The new system is strictly mail-order only, which means today’s dispensaries and compassion clubs are being phased out. Patients will instead deal directly with growers, who will receive prescriptions and send out the product (up to 150 grams per month per patient) via certified mail. Oh, and that’s dried marijuana only – no salves, tinctures or brownies allowed.
3. The Competition
Illustration Stephen Daniel
Health Canada won’t limit the number of growers it approves, but Schultz says the Canadian medical marijuana market has the potential to support a thousand growers country-wide. Greenline Academy’s sold-out October seminar in Toronto speaks to just how much interest there is. The event drew hundreds of attendees, from lawyers and horticulturalists to doctors and pharmacists to laymen looking for a career change, with each paying nearly $2,000 to learn the ins and outs of the business.

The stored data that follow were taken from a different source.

PR #389, opened 2018-02-10
Report parsing error for default values in destructuring assignments

### LINKED ISSUE #385: IllegalStateException
When evaluating the attached file , an `IllegalStateException` is thrown.
[rhino_ise.zip](https://github.com/mozilla/rhino/files/1691899/rhino_ise.zip)
Rhino version: `1.7.7.2`
Kotlin code to reproduce the issue if `path` points to the attached file:
```
File(path).reader().use {
            val context = Context.enter()
            val scope = context.initStandardObjects()
            context.evaluateReader(scope, it, path, 1, null)
        }
```

sainaen:
Closes #385. (See my comments there for even more context.)

### DIFF
--- a/src/org/mozilla/javascript/Parser.java
+++ b/src/org/mozilla/javascript/Parser.java
@@ -2253,6 +2253,13 @@ public class Parser
             tt = peekToken();
         }
         if (Token.FIRST_ASSIGN <= tt && tt <= Token.LAST_ASSIGN) {
+            if (inDestructuringAssignment) {
+                // default values inside destructuring assignments,
+                // like 'var [a = 10] = b' or 'var {a: b = 10} = c',
+                // are not supported
+                reportError("msg.destruct.default.vals");
+            }
+
             consumeToken();
 
             // Pull out JSDoc info and reset it before recursing.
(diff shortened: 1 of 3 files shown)


sainaen:
Travis-CI check failed, because
```
Global vars should not be more than 2.5 times slower than local, Ratio: 2.8160377358490565
```
but I think it’s an intermittent perf problem on the CI servers. The same test passes locally.

sainaen:
Here we go again
```
In "testsrc/tests/ecma_3/RegExp/regress-289669.js":
  FAILED! O(N^2) behavior on String.replace(/RegExp/, ...) BigO 2 < 2 : Expected value 'true', Actual value 'false'
```
😞 

Something weird is going on at Travis-CI. I’ll force rebuild tomorrow morning (UTC+0).

sainaen:
OK, tests did pass in two last runs on Travis CI ([315](https://travis-ci.org/mozilla/rhino/builds/340103135), [319](https://travis-ci.org/mozilla/rhino/builds/341512668)).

It’s too early to tell how the marketplace will shake out once the new regulations are in place. Health Canada isn’t aware of any interest from the tobacco companies in growing marijuana, according to media relations officer Sara Lauer. But Schultz wouldn’t be surprised if big pharmaceutical companies dipped a finger or two into the pie.
But perhaps the best thing about medical marijuana from the perspective of a prospective entrant is the fact that those big players don’t necessarily enjoy insurmountable advantages over smaller players. “You don’t have to be really, really big to jump into it,” Schultz says. “You can do this as an individual or you can do it as a corporation.”